The New Year is a fresh start for many to change in their lives.
They would make a list of resolutions that not many seem to keep.
In fact, data from the University of Scranton notes that 45% of us make resolutions, but only 8% of those resolution makers actually achieve their goals.
One of the main reasons for such a high failure rate is that people don’t set a strategy to reach those goals.
Below are some common resolutions and how to reach those goals.
- Exercise more
- Lose weight
- Eat healthier food
- Learn a new language or skill
- Get out of debt
- Reach financial independence
- Quit a bad habit (smoking, arriving late, procrastinating, scrolling down social media, watching too much TV…)
- Build a good habit (waking up early, meditation…)
- Spend more time with family and friends
- Find your significant other
- Reduce stress in your life
- Travel more
- Read more
- Become happier with your life
- Volunteer and give more to charity
Today you’re going to learn proven ways that will help you set goals and achieve them.
Ready? Let’s jump right in!
- #1. Mentally Prepare For Change
- #2. Set SMART Goals
- #3. Make a Step-by-Step Plan
- #4. Write Down Your Goals
- #5. Tell Others About Your Goal
- #6. Take It One Goal At A Time
- #7. Start Small
- #8. Be Aware Of Your Limiting Beliefs
- #9. Overcome Procrastination.
- #10. Motivate Yourself
- #11. A Better Way to Use Visualization.
- #12. DoubleThink
- #13. Keep Track of Your Progress (e.g., in a journal or on a chart)
- #14. Review Your Goals Regularly
- #15. Reward Yourself for the Progress You Make
#1. Mentally Prepare For Change
Making a change is no easy task.
You’ll have to make sacrifices and feel uncomfortable before it gets any better.
That’s why you need to prepare yourself mentally and keep in mind that any discomfort you might feel, is only part of the process and that eventually, it’ll get better.
In other words, be willing to delay instant gratifications for the greater reward.
#2. Set SMART Goals
Whatever goal you’re setting make sure it checks all the SMART goal setting framework:
• Specific – make the goal as clear and specific as possible.
“Eating healthier” could be set in a more specific way like “eating less junk food”, or “eating more vegetables and fruits”.
• Measurable – Quantify your goal if possible, i.e. I will save $2.000 this year.
• Attainable – Your goal should be challenging enough yet within the realm of possibility.
If you’re in debt, maybe don’t set “making 1m dollar this year” as a goal.

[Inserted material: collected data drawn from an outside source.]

PR #391, opened 2020-11-27
[SYCL2020] Group functions

DieGoldeneEnte:
This PR adds a naive implementation for group_functions to hipSYCL. This includes implementations of
* group_broadcast
* group_barrier
* group_{any,all,none]_of
* group_reduce
* group_{ex,in}clusive_scan

on CPU and NVIDIA/AMD GPUs, as well as tests for these functions. I will provide optimized versions in later PRs.
It also includes (group_)functions using two pointers (beginning/end), but these are not in the specification and are not meant to be used yet (as such they reside in the `detail` namespace).

At the moment all tests pass (except some problems with the pointer-based functions on CPU which sometimes fail, I am still investigating). [(private results)](https://github.com/hipSYCL/hipSYCL-ci-bot/actions/runs/387445691)

I would love to get some feedback. If you find some template-parameters or formatting you don't like, there is a chance I missed them in one of my cleanup/refactoring attempts. Just tell me so I can fix it. Some small changes like splitting the tests into multiple files for faster compilation might be added here,

### DIFF
--- a/include/hipSYCL/sycl/libkernel/cuda/group_functions.hpp
+++ b/include/hipSYCL/sycl/libkernel/cuda/group_functions.hpp
@@ -1,0 +1,242 @@
+/*
+ * This file is part of hipSYCL, a SYCL implementation based on CUDA/HIP
+ *
+ * Copyright (c) 2018 Aksel Alpay
+ * All rights reserved.
+ *
+ * Redistribution and use in source and binary forms, with or without
+ * modification, are permitted provided that the following conditions are met:
+ *
+ * 1. Redistributions of source code must retain the above copyright notice, this
+ *    list of conditions and the following disclaimer.
+ * 2. Redistributions in binary form must reproduce the above copyright notice,
+ *    this list of conditions and the following disclaimer in the documentation
+ *    and/or other materials provided with the distribution.
+ *
+ * THIS SOFTWARE IS PROVIDED BY THE COPYRIGHT HOLDERS AND CONTRIBUTORS "AS IS" AND
+ * ANY EXPRESS OR IMPLIED WARRANTIES, INCLUDING, BUT NOT LIMITED TO, THE IMPLIED
+ * WARRANTIES OF MERCHANTABILITY AND FITNESS FOR A PARTICULAR PURPOSE ARE
+ * DISCLAIMED. IN NO EVENT SHALL THE COPYRIGHT OWNER OR CONTRIBUTORS BE LIABLE FOR
+ * ANY DIRECT, INDIRECT, INCIDENTAL, SPECIAL, EXEMPLARY, OR CONSEQUENTIAL DAMAGES
+ * (INCLUDING, BUT NOT LIMITED TO, PROCUREMENT OF SUBSTITUTE GOODS OR SERVICES;
+ * LOSS OF USE, DATA, OR PROFITS; OR BUSINESS INTERRUPTION) HOWEVER CAUSED AND
+ * ON ANY THEORY OF LIABILITY, WHETHER IN CONTRACT, STRICT LIABILITY, OR TORT
+ * (INCLUDING NEGLIGENCE OR OTHERWISE) ARISING IN ANY WAY OUT OF THE USE OF THIS
+ * SOFTWARE, EVEN IF ADVISED OF THE POSSIBILITY OF SUCH DAMAGE.
+ */
+
+#ifdef SYCL_DEVICE_ONLY
+#ifdef HIPSYCL_PLATFORM_CUDA
+
+#ifndef HIPSYCL_LIBKERNEL_CUDA_GROUP_FUNCTIONS_HPP
+#define HIPSYCL_LIBKERNEL_CUDA_GROUP_FUNCTIONS_HPP
+
+#include "../backend.hpp"
+#include "../id.hpp"
+#include "../sub_group.hpp"
+#include "../vec.hpp"
+#include <type_traits>
+
+namespace hipsycl {
+namespace sycl {
+
+namespace detail {
+
+constexpr unsigned int AllMask = 0xFFFFFFFF;
+
+template<typename T,
+         typename std::enable_if_t<std::is_arithmetic_v<T>, int> = 0>
+__device__
+T shuffle_impl(T x, int id) {
+  return __shfl_sync(detail::AllMask, x, id);
+}
+
+template<>
+__device__
+char shuffle_impl(char x, int id) {
+  return static_cast<char>(shuffle_impl(static_cast<int>(x), id));
+}
+
+template<typename T, int N>
+__device__
+sycl::vec<T, N> shuffle_impl(sycl::vec<T, N> x, int id) {
+  sycl::vec<T, N> ret{};
+
+  if constexpr (1 <= N)
+    ret.s0() = shuffle_impl(x.s0(), id);
+  if constexpr (2 <= N)
+    ret.s1() = shuffle_impl(x.s1(), id);
+  if constexpr (3 <= N)
+    ret.s2() = shuffle_impl(x.s2(), id);
+  if constexpr (4 <= N)
+    ret.s3() = shuffle_impl(x.s3(), id);
+  if constexpr (8 <= N) {
+    ret.s4() = shuffle_impl(x.s4(), id);
+    ret.s5() = shuffle_impl(x.s5(), id);
+    ret.s6() = shuffle_impl(x.s6(), id);
+    ret.s7() = shuffle_impl(x.s7(), id);
+  }
+  if constexpr (16 <= N) {
+    ret.s8() = shuffle_impl(x.s8(), id);
+    ret.s9() = shuffle_impl(x.s9(), id);
+    ret.sA() = shuffle_impl(x.sA(), id);
+    ret.sB() = shuffle_impl(x.sB(), id);
+    ret.sC() = shuffle_impl(x.sC(), id);
+    ret.sD() = shuffle_impl(x.sD(), id);
+    ret.sE() = shuffle_impl(x.sE(), id);
+    ret.sF() = shuffle_impl(x.sF(), id);
+  }
+
+  return ret;
+}
+
+} // namespace detail
+
+// broadcast
+template<typename T>
+HIPSYCL_KERNEL_TARGET
+T group_broadcast(sub_group g, T x,
+                  typename sub_group::linear_id_type local_linear_id = 0) {
+  return detail::shuffle_impl(x, local_linear_id);
+}
+
+template<typename T, int N>
+HIPSYCL_KERNEL_TARGET
+sycl::vec<T, N> group_broadcast(sub_group g, sycl::vec<T, N> x,
+                                typename sub_group::linear_id_type local_linear_id = 0) {
+  return detail::shuffle_impl(x, local_linear_id);
+}
+
+
+// barrier
+template<typename Group>
+HIPSYCL_KERNEL_TARGET
+inline void group_barrier(Group g, memory_scope fence_scope = Group::fence_scope) {
+  if (fence_scope == memory_scope::device) {
+    __threadfence_system();
+  }
+  __syncthreads();
+}
+
+template<>
+HIPSYCL_KERNEL_TARGET
+inline void group_barrier(sub_group g, memory_scope fence_scope) {
+  if (fence_scope == memory_scope::device) {
+    __threadfence_system();
+  } else if (fence_scope == memory_scope::work_group) {
+    __threadfence_block();
+  }
+  __syncwarp(); // not necessarily needed, but might improve performance
+}
+
+
+// any_of
+template<>
+HIPSYCL_KERNEL_TARGET
+inline bool group_any_of(sub_group g, bool pred) {
+  return __any_sync(detail::AllMask, pred);
+}
+
+
+// all_of
+template<>
+HIPSYCL_KERNEL_TARGET
+inline bool group_all_of(sub_group g, bool pred) {
+  return __all_sync(detail::AllMask, pred);
+}
+
+
+// none_of
+template<>
+HIPSYCL_KERNEL_TARGET
+inline bool group_none_of(sub_group g, bool pred) {
+  return !__any_sync(detail::AllMask, pred);
+}
+
+
+// reduce
+template<typename T, typename BinaryOperation>
+HIPSYCL_KERNEL_TARGET
+T group_reduce(sub_group g, T x, BinaryOperation binary_op) {
+  auto lid = g.get_local_linear_id();
+
+  size_t lrange          = 1;
+  auto group_local_range = g.get_local_range();
+  for (int i = 0; i < g.dimensions; ++i)
+    lrange *= group_local_range[i];
+
+  group_barrier(g);
+
+  auto local_x = x;
+
+  for (size_t i = lrange / 2; i > 0; i /= 2) {
+    auto other_x = detail::shuffle_impl(local_x, lid + i);
+    if (lid < i)
+      local_x = binary_op(local_x, other_x);
+  }
+  return detail::shuffle_impl(local_x, 0);
+}
+
+
+// exclusive_scan
+template<typename V, typename T, typename BinaryOperation>
+HIPSYCL_KERNEL_TARGET
+T group_exclusive_scan(sub_group g, V x, T init, BinaryOperation binary_op) {
+  auto lid      = g.get_local_linear_id();
+  size_t lrange = g.get_local_linear_range();
+
+  auto local_x = x;
+
+  for (size_t i = 1; i < lrange; i *= 2) {
+    size_t next_id = lid - i;
+    if (i > lid)
+      next_id = 0;
+
+    auto other_x = detail::shuffle_impl(local_x, next_id);
+    if (i <= lid && lid < lrange)
+      local_x = binary_op(local_x, other_x);
+  }
+
+  size_t next_id = lid - 1;
+  if (g.leader())
+    next_id = 0;
+
+  auto return_value = detail::shuffle_impl(local_x, lid - 1);
+
+  if (g.leader())
+    return init;
+
+  return binary_op(return_value, init);
+}
+
+
+// inclusive_scan
+template<typename T, typename BinaryOperation>
+HIPSYCL_KERNEL_TARGET
+T group_inclusive_scan(sub_group g, T x, BinaryOperation binary_op) {
+  auto lid      = g.get_local_linear_id();
+  size_t lrange = g.get_local_linear_range();
+
+  auto local_x = x;
+
+  for (size_t i = 1; i < lrange; i *= 2) {
+    size_t next_id = lid - i;
+    if (i > lid)
+      next_id = 0;
+
+    auto other_x = detail::shuffle_impl(local_x, next_id);
+    if (i <= lid && lid < lrange)
+      local_x = binary_op(local_x, other_x);
+  }
+
+  return local_x;
+}
+
+
+} // namespace sycl
+} // namespace hipsycl
+
+#endif //HIPSYCL_LIBKERNEL_CUDA_GROUP_FUNCTIONS_HPP
+
+#endif //HIPSYCL_PLATFORM_CUDA
+#endif //SYCL_DEVICE_ONLY
--- a/include/hipSYCL/sycl/libkernel/generic/hiplike/group_functions.hpp
+++ b/include/hipSYCL/sycl/libkernel/generic/hiplike/group_functions.hpp
@@ -1,0 +1,593 @@
+/*
+ * This file is part of hipSYCL, a SYCL implementation based on CUDA/HIP
+ *
+ * Copyright (c) 2018 Aksel Alpay
+ * All rights reserved.
+ *
+ * Redistribution and use in source and binary forms, with or without
+ * modification, are permitted provided that the following conditions are met:
+ *
+ * 1. Redistributions of source code must retain the above copyright notice, this
+ *    list of conditions and the following disclaimer.
+ * 2. Redistributions in binary form must reproduce the above copyright notice,
+ *    this list of conditions and the following disclaimer in the documentation
+ *    and/or other materials provided with the distribution.
+ *
+ * THIS SOFTWARE IS PROVIDED BY THE COPYRIGHT HOLDERS AND CONTRIBUTORS "AS IS" AND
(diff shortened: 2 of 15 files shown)


include/hipSYCL/sycl/libkernel/cuda/group_functions.hpp
```diff
@@ -0,0 +1,231 @@
...
+ * (INCLUDING NEGLIGENCE OR OTHERWISE) ARISING IN ANY WAY OUT OF THE USE OF THIS
+ * SOFTWARE, EVEN IF ADVISED OF THE POSSIBILITY OF SUCH DAMAGE.
+ */
+
+#ifdef SYCL_DEVICE_ONLY
+#ifdef HIPSYCL_PLATFORM_CUDA
+
+#ifndef HIPSYCL_LIBKERNEL_CUDA_GROUP_FUNCTIONS_HPP
+#define HIPSYCL_LIBKERNEL_CUDA_GROUP_FUNCTIONS_HPP
+
```
illuhad, line 33: Should include `sub_group` header?

include/hipSYCL/sycl/libkernel/cuda/group_functions.hpp
```diff
@@ -0,0 +1,231 @@
...
+// broadcast
+template <typename T>
+HIPSYCL_KERNEL_TARGET
+T group_broadcast(sub_group g, T x, typename sub_group::linear_id_type local_linear_id = 0) {
+  return detail::_shfl(x, local_linear_id);
+}
+
+template <typename T, int N>
+HIPSYCL_KERNEL_TARGET
+sycl::vec<T, N> group_broadcast(sub_group g, sycl::vec<T, N> x, typename sub_group::linear_id_type local_linear_id = 0) {
```
illuhad: Line break? Maybe use something like clang-format

include/hipSYCL/sycl/libkernel/cuda/group_functions.hpp
```diff
@@ -0,0 +1,231 @@
...
+#define HIPSYCL_LIBKERNEL_CUDA_GROUP_FUNCTIONS_HPP
+
+namespace hipsycl {
+namespace sycl {
+
+namespace detail {
+
+template <typename T, typename std::enable_if<std::is_arithmetic<T>::value, T>::type * = nullptr>
+__device__
+T _shfl(T x, int id) {
```
illuhad: We don't have a convention for `_identifier`. There are some `__identifier()` for compiler-glue stuff or low-level macros such as `__hipsycl_lid_x` etc. How about just using `shufl_impl`?

include/hipSYCL/sycl/libkernel/hip/group_functions.hpp
```diff
@@ -0,0 +1,246 @@
...
+ * (INCLUDING NEGLIGENCE OR OTHERWISE) ARISING IN ANY WAY OUT OF THE USE OF THIS
+ * SOFTWARE, EVEN IF ADVISED OF THE POSSIBILITY OF SUCH DAMAGE.
+ */
+
+#ifdef SYCL_DEVICE_ONLY
+#ifdef HIPSYCL_PLATFORM_HIP
+
+#ifndef HIPSYCL_LIBKERNEL_HIP_GROUP_FUNCTIONS_HPP
+#define HIPSYCL_LIBKERNEL_HIP_GROUP_FUNCTIONS_HPP
+
```
illuhad, line 33: Include `sub_group` header?

include/hipSYCL/sycl/libkernel/group_functions.hpp
```diff
@@ -0,0 +1,98 @@
...
+bool group_none_of(Group g, T x, Predicate pred) {
+  return group_none_of(g, pred(x));
+}
+
+// reduce
+template <typename Group, typename V, typename T, typename BinaryOperation>
+HIPSYCL_KERNEL_TARGET
+T group_reduce(Group g, V x, T init, BinaryOperation binary_op) {
+  T reduction = group_reduce(g, T{x}, binary_op);
+  return binary_op(reduction, init);;
```
illuhad: double semicolon ;)

include/hipSYCL/sycl/libkernel/host/group_functions.hpp
```diff
@@ -0,0 +1,514 @@
...
+    scratch[0] = x;
+  }
+
+  group_barrier(g);
+
+  T tmp = scratch[0];
+
+  group_barrier(g);
+
+  detail::free_shared_ptr(g, scratch);
```
illuhad: We are in SYCL. We call it local memory, except when referring explicitly to HIP/CUDA and their `__shared__` memory :-)

include/hipSYCL/sycl/libkernel/group_functions.hpp
```diff
@@ -0,0 +1,98 @@
...
+}
+
+
+} // namespace sycl
+} // namespace hipsycl
+
+#include "generic/hiplike/group_functions.hpp"
+#include "cuda/group_functions.hpp"
+#include "hip/group_functions.hpp"
+#include "host/group_functions.hpp"
```
illuhad: Better to have includes at the beginning of a file. Is there a hard reason why you need them at the end?
Maybe it would also be clearer if you `#ifdef backend` the include here. You already `ifdef` inside the headers, but doing it here in addition might make it clearer what happens?

include/hipSYCL/sycl/libkernel/nd_item.hpp
```diff
@@ -372,6 +374,7 @@ struct nd_item
   const range<dimensions> _local_range;
   const range<dimensions> _num_groups;
   const id<dimensions> _global_id;
+  void *_shared_ptr;
```
illuhad: `_local_ptr` ?

tests/sycl/group_functions.cpp
```diff
@@ -0,0 +1,1800 @@
...
+#include <math.h>
+#include <type_traits>
+
+#include <string>
+#include <sstream>
+
+using namespace cl;
+
+#ifdef TESTS_GROUPFUNCTION_FULL
+using test_types = boost::mpl::list<char, int, unsigned int,long long, float, double, sycl::vec<int, 1>, sycl::vec<int, 2>, sycl::vec<int, 3>, sycl::vec<int, 4>, sycl::vec<int, 8>,  sycl::vec<short, 16>, sycl::vec<long, 3>, sycl::vec<unsigned int, 3>>;
```
illuhad: Line breaks, e.g. use clang-format

tests/sycl/group_functions.cpp
```diff
@@ -0,0 +1,1800 @@
...
+
+namespace detail {
+
+template<typename T>
+using elementType = typename std::remove_reference<decltype(T{}.s0())>::type;
+
+template<typename T, int N>
+std::string T2str(sycl::vec<T, N> v)
+{
+    std::stringstream ss{};
```
illuhad: We use 2 spaces as indentation (`clang-format` can do it automatically for you  :-) )

tests/sycl/group_functions.cpp
```diff
@@ -0,0 +1,1800 @@
...
+
+}
+
+
+BOOST_FIXTURE_TEST_SUITE(group_functions_tests, reset_device_fixture)
+
+template<int N, int M, typename T>
+class test_kernel;
+
+template<int TEST_ID, typename T, typename DataGenerator, typename FunctionUnderTest, typename TestFunction>
```
illuhad: Why is `TEST_ID` capitalized?

tests/sycl/group_functions.cpp
```diff
@@ -0,0 +1,1800 @@
...
+
+    {
+        const auto functionUnderTest  = [](auto acc, size_t global_linear_id, sycl::sub_group sg, auto g, T local_value){
+          acc[global_linear_id] = sycl::group_all_of(g, static_cast<bool>(local_value));
+        };
+        const auto testFunction       = [](const std::vector<T> &vIn, const std::vector<T> &vOrig){
+            detail::check_binary_reduce<T, __LINE__>(vIn, local_size, global_size, std::vector<bool>{false, false, false, true}, "all_of");
+        };
+
+        test_nd_group_function_1d<__LINE__, T>(local_size, global_size,
```
illuhad: It's an interesting idea to use `__LINE__` as kernel name. I'm torn between thinking that it's genius or evil C-macro hacking ;)

illuhad (commented):
Some initial feedback :)

illuhad:
Let's try @fodinabor 's awesome new feature:

DieGoldeneEnte:
Do you know how I can stop clang-format from putting `HIPSYCL_KERNEL_TARGET` on the same line as the function?
I used it before, but since I need to reformat it by hand I only used it form the initial refactor :)

illuhad:
Let's try @fodinabor 's awesome new feature, take two:

@hipsycl-ci-bot test this again please!

EDIT: Retrigger!

include/hipSYCL/sycl/libkernel/group_functions.hpp
DieGoldeneEnte: It was needed in an earlier version, I'll move it to the top and add the `#ifdef`.

tests/sycl/group_functions.cpp
DieGoldeneEnte: missed it when renaming the other parameters, also changed it to `CallingLine`, since that's what I'm using as 'id' anyway.

tests/sycl/group_functions.cpp
DieGoldeneEnte: Since I call the kernel in the function I need some way to get unique names, the type alone is not enough. If you have another idea I'll glady use it. Once we use c++20 this can be replaced with [std::source_location::current()](https://en.cppreference.com/w/cpp/utility/source_location/current).

illuhad: The traditional way is to just name it: `test_nd_group_function_1d<class my_test_case_name_or_a_description_of_it, T>(...)`. But I see that this can be cumbersome when there are many test cases.

include/hipSYCL/sycl/libkernel/cuda/group_functions.hpp
DieGoldeneEnte: Do you really want `shufl_impl` or instead of `shfl_impl`/`shuffle_impl`? :)

tests/sycl/group_functions.cpp
DieGoldeneEnte: I use line to make the tests as copy&past ready as possible. As an added bonus I get the line number if something goes wrong and I have to read mangled names :>

include/hipSYCL/sycl/libkernel/cuda/group_functions.hpp
illuhad: :laughing: You're absolutely right, let's use `shuffle_impl`.

DieGoldeneEnte:
Let's see if I am mighty enough for this (and manage to guess all the necessary conditions)

@hipsycl-ci-bot test this again please!

DieGoldeneEnte:
I managed to create a clang-format config, that somewhat resembles existing code. If you want to get HIPSYCL_KERNEL_TARGET, \_\_device\_\_, ... on it's own line you can use:
```
StatementMacros:
  - HIPSYCL_KERNEL_TARGET
  - HIPSYCL_UNIVERSAL_TARGET
  - __device__
```

illuhad:
Sorry, but since your PR is already the test bed, you will have to endure some spam ;)

@hipsycl-ci-bot test with actual GPUs, please :)

EDIT: Attempt 3

DieGoldeneEnte:
Added a barrier tests and fixed the race-condition (which was in the tests...). No the groups don't override the input of the others. I also split the tests leading to a reduction of ~1min on my machine.

@hipsycl-ci-bot test it with CUDA for me <3

include/hipSYCL/sycl/libkernel/cuda/group_functions.hpp
```diff
@@ -0,0 +1,240 @@
...
+#include "../vec.hpp"
+#include <type_traits>
+
+namespace hipsycl {
+namespace sycl {
+
+namespace detail {
+
+template<typename T,
+         typename std::enable_if<std::is_arithmetic<T>::value, T>::type * = nullptr>
```
fodinabor: this is very C++11 style... `std::enable_if_t<std::is_arithmetic_v<T>, int> = 0>` could be used with C++17 :)

include/hipSYCL/sycl/libkernel/cuda/group_functions.hpp
```diff
@@ -0,0 +1,240 @@
...
+__device__
+T shuffle_impl(T x, int id) {
+  return __shfl_sync(0xFFFFFFFF, x, id);
```
fodinabor: maybe use a `constexpr std::uint32_t AllMask` or similar for the mask?

include/hipSYCL/sycl/libkernel/cuda/group_functions.hpp
```diff
@@ -0,0 +1,240 @@
...
+HIPSYCL_KERNEL_TARGET
+inline bool group_none_of(sub_group g, bool pred) {
+  return !__any_sync(0xFFFFFFFF, pred);
+}
+
+
+// reduce
+template<typename T, typename BinaryOperation>
+HIPSYCL_KERNEL_TARGET
+T group_reduce(sub_group g, T x, BinaryOperation binary_op) {
```
fodinabor, line 160: couldn't these _higher_ level implementations be shared between at least hiplike backends? looks like quite some code duplication .. or do you plan to possibly use some more intrinsics (like cuda's very new `__reduce_add_sync`)

include/hipSYCL/sycl/libkernel/generic/hiplike/group_functions.hpp
```diff
@@ -0,0 +1,591 @@
...
+    v.sC() = scratch[12];
+    v.sD() = scratch[13];
+    v.sE() = scratch[14];
+    v.sF() = scratch[15];
+  }
+}
+
+// reduce implementation
+template<typename Group, typename T, typename BinaryOperation,
+         typename std::enable_if<!std::is_same<Group, sub_group>::value, Group>::type * = nullptr>
```
fodinabor: as above with `std::is_same_v` :)

include/hipSYCL/sycl/libkernel/cuda/group_functions.hpp
```diff
@@ -0,0 +1,240 @@
...
+      local_x = binary_op(local_x, other_x);
+  }
+
+  size_t next_id = lid - 1;
+  if (lid == 0)
+    next_id = 0;
+
+  auto return_value = detail::shuffle_impl(local_x, lid - 1);
+
+  if (lid == 0)
```
fodinabor: just from looking at the spec, using `g.leader()` might be beautiful here.. but shouldn't change any semantics and in theory, should be well optimizable.. so guess it just comes down to whether one likes the common pattern or the readable one

include/hipSYCL/sycl/libkernel/generic/hiplike/group_functions.hpp
```diff
@@ -0,0 +1,591 @@
...
+  size_t group_range      = g.get_local_range().size();
+  auto elements_per_group = (last - first + group_range - 1) / group_range;
+  T *start_ptr            = first + elements_per_group * g.get_local_linear_id();
+  T *end_prt              = start_ptr + elements_per_group;
+
+  if (end_prt > last)
+    end_prt = last;
+
+  if (end_prt > start_ptr) {
+    auto local = binary_op(*start_ptr, *(start_ptr + 1));
```
fodinabor, line 294: what if `end_ptr == start_ptr + 1`? wouldn't `*(start_ptr + 1)` be an invalid access as the end_ptr is not in the range?
also typo in `end_prt` :)

include/hipSYCL/sycl/libkernel/hip/group_functions.hpp
```diff
@@ -0,0 +1,255 @@
...
+namespace detail {
+
+template<typename T,
+         typename std::enable_if<std::is_arithmetic<T>::value, T>::type * = nullptr>
+__device__
+T shuffle_impl(T x, int id) {
+  if constexpr (std::is_signed<T>::value) {
+    return __shfl(x, id);
+  } else {
+    return static_cast<T>(__shfl(static_cast<typename std::make_signed<T>::type>(x), id));
```
fodinabor: `static_cast<std::make_signed_t<T>>`

include/hipSYCL/sycl/libkernel/hip/group_functions.hpp
```diff
@@ -0,0 +1,255 @@
...
+namespace hipsycl {
+namespace sycl {
+
+namespace detail {
+
+template<typename T,
+         typename std::enable_if<std::is_arithmetic<T>::value, T>::type * = nullptr>
+__device__
+T shuffle_impl(T x, int id) {
+  if constexpr (std::is_signed<T>::value) {
```
fodinabor: `is_signed_v`

fodinabor (commented):
Love it! :)
Mostly some readability notes that I just mentioned once and could be applied generally and one small uncertainty about cerrectness :)

include/hipSYCL/sycl/libkernel/cuda/group_functions.hpp
DieGoldeneEnte: good Idea!

include/hipSYCL/sycl/libkernel/cuda/group_functions.hpp
DieGoldeneEnte: I could try to merge them into hiplike, I'll take a look. I originally split them up, because the shuffle-instruction is different. Now we have `shuffle_impl`, so I could give this a try.

include/hipSYCL/sycl/libkernel/cuda/group_functions.hpp
DieGoldeneEnte: I'll have a look again. I know it isn't yet implemented for groups (I could/should just do it if necessary), so I opted for `lid==0`.

include/hipSYCL/sycl/libkernel/generic/hiplike/group_functions.hpp
DieGoldeneEnte: correct I didn't think of this case in my last rewrite :/

DieGoldeneEnte:
@fodinabor 
Using the c++17 template-magic is a good point, didn't think about them at all ':)

include/hipSYCL/sycl/libkernel/cuda/group_functions.hpp
DieGoldeneEnte: I'll keep them separated for now, since it is likely I will separate them again when optimizing. I'll keep it in mind though in case the optimized code can be implemented in a hiplike fashion :)

DieGoldeneEnte:
@illuhad the first of the new commits adds leader() to sycl::group. I could put it in a separate PR, but then I have to rebase this PR to use it. I think it should be OK to hide it in here. In case you want to squash this, I can squash manually and keep that PR separate, as well as make sure the commit message is useful (it will likely be a long list of one-liners that don't make much sense when squashing automatically).

DieGoldeneEnte:
@hipsycl-ci-bot test please

Edit: Once more please

tests/sycl/group_functions/group_functions.hpp
```diff
@@ -53,7 +53,7 @@ using test_types = boost::mpl::list<char, unsigned int, float, double, sycl::vec
 namespace detail {
 
 template<typename T>
-using elementType = typename std::remove_reference<decltype(T{}.s0())>::type;
+using elementType = typename std::remove_reference_t<decltype(T{}.s0())>;
```
fodinabor: no need for `typename` before `_t` variants, it is only required for dependent names aka if you have a `::` after a type name (ignore those after namespace names... :)), see: https://en.cppreference.com/w/cpp/keyword/typename

DieGoldeneEnte: good catch :+1:

illuhad:
@DieGoldeneEnte that's fine. If you want to squash manually feel free, otherwise I would just squash automatically.

DieGoldeneEnte:
@illuhad Ok, I'll do that, just tell me when you want to merge it. It might make sense if the group functions are not merged under the title "removed redundant typename" or similar :D

illuhad:
please squash to prepare for merging :)

DieGoldeneEnte:
Done :)

Only lost a newline while moving the group-commit to the front.
```
diff --git a/include/hipSYCL/sycl/libkernel/group.hpp b/include/hipSYCL/sycl/libkernel/group.hpp
index c26e1d8..b553522 100644
--- a/include/hipSYCL/sycl/libkernel/group.hpp
+++ b/include/hipSYCL/sycl/libkernel/group.hpp
@@ -478,7 +478,6 @@ private:
   const host_barrier_type* _group_barrier;
   const id_type _local_id;
   void *_local_memory_ptr;
-
 public:
 #endif
```

DieGoldeneEnte:
@hipsycl-ci-bot test please, llvm doesn't want to be installed on the default actions

Edit: again please

DieGoldeneEnte:
there seems to be a problem with CUDA-broadcasts, it happens in less than every 100th run...
I'll take a look what the cause could be.

Edit: I could only get the test to fail 2 out of 500 runs...

illuhad:
If you are using host accessors or rely on buffer writebacks for validation in your tests, then this might also be cause by a bugged task graph if you don't have PR #395 merged yet.

DieGoldeneEnte:
That might be the reason, I could only reproduce it once. I think the problem occurred under heavy CPU-load, but that is just a suspicion.

DieGoldeneEnte:
@hipsycl-ci-bot test this :snake: 

Edit: again after rebase

DieGoldeneEnte:
FunctionUnderTest ->  TestedFunction
TestFunction -> ValidationFunction
TCompare -> compare_type
TInit -> initialize_type
T2str -> type_to_string
and a bunch of camel-case to snake-case conversion :)

Edit: removed emojis, it looked too much like some PR for a js-library...

DieGoldeneEnte:
@illuhad I think this is ready for merging now, pretty sure I got everything.

illuhad:
In it goes, thank you so much for this awesome contribution :)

• Relevant – Keep it personal. Your goal should be something you’re doing for yourself and not to please others.
Often, people set goals that are only meant to please others like their parents, spouse, or even society in general.
So they might end up having a career they don’t like just to please their parents for example.
• Time-sensitive – In addition to quantifying your goal, give yourself a time-frame to achieve your goals like setting a goal for this year or even this month.
#3. Make a Step-by-Step Plan
Successful people break their overall goal into a series of sub-goals.
This helps them overcome the fear and hesitation associated with trying to take on a major change in life. They make sure that their sub-goals are specific, measurable, and time-bounded.
For example, if someone who is looking for a job, a successful plan can be broken into two steps. First, write a résumé. Second, apply for new job every week for the next three months.
#4. Write Down Your Goals
You’ll be amazed at what difference writing your goals make.
Writing your goals down helps you clarify your goal and figure out how to achieve it.
In fact, seeing your goal written on a piece of paper or on your computer makes it more real to you.
#5. Tell Others About Your Goal
While keeping your resolutions to yourself can help ease the fear of failure, it also makes it too easy to give up and drift back to your old habits.
This is why successful people are more likely than others to tell their family, friends, and colleagues about their goals. Going public will help you stick to your promises and goals and the greater the public declaration, the more motivated you become to achieve your goals.
At the same time, family and friends can provide much-needed support when you start feeling demotivated.
#6. Take It One Goal At A Time
It’s okay to set a long list of goals and resolutions. But when working on those goals, make sure your list is manageable.
In other words, take it one goal at a time depending on what’s most important to you.
Here’s a way to help you prioritize your goals:
• Write down each of your goals on a different sticky note.
• Place these notes on a wall or a board.
• Group similar goals (such as exercising more, eating healthier food and losing weight).
• Put the most important goals or group of goals at the top and go from there.
#7. Start Small
One of the reasons why people fail to reach their goals is because they set unrealistic goals and make big changes at once.
But it’s the small achievements that are going to keep you going and make room for bigger achievements.
That’s one of the reasons why experts are recommending starting your day with making your bed.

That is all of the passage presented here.